PROBLEM » What follows is a block of records; restate each one word for word.
====================
PR #885, opened 2021-04-14
Fix size check in Vec<Signature> serialization + use consts

Tibo-lg:
I noticed that the constant `33` was used in the deserialization of `Vec<Signature>` while I think it should be `64` since signatures are serialized in compact format. This PR fixes this and replaced the numerical `33` and `64` constants with the ones defined in rust-secp256k1 as I believe this could help prevent future mistakes.

(I don't think this issue is a big deal but thought it was worth fixing)


TheBlueMatt (approved):
Good catch!

valentinewallace (approved):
====================
EXERCISE ANSWER »
PR #885, opened 2021-04-14
Fix size check in Vec<Signature> serialization + use consts

Tibo-lg:
I noticed that the constant `33` was used in the deserialization of `Vec<Signature>` while I think it should be `64` since signatures are serialized in compact format. This PR fixes this and replaced the numerical `33` and `64` constants with the ones defined in rust-secp256k1 as I believe this could help prevent future mistakes.

(I don't think this issue is a big deal but thought it was worth fixing)


TheBlueMatt (approved):
Good catch!

valentinewallace (approved):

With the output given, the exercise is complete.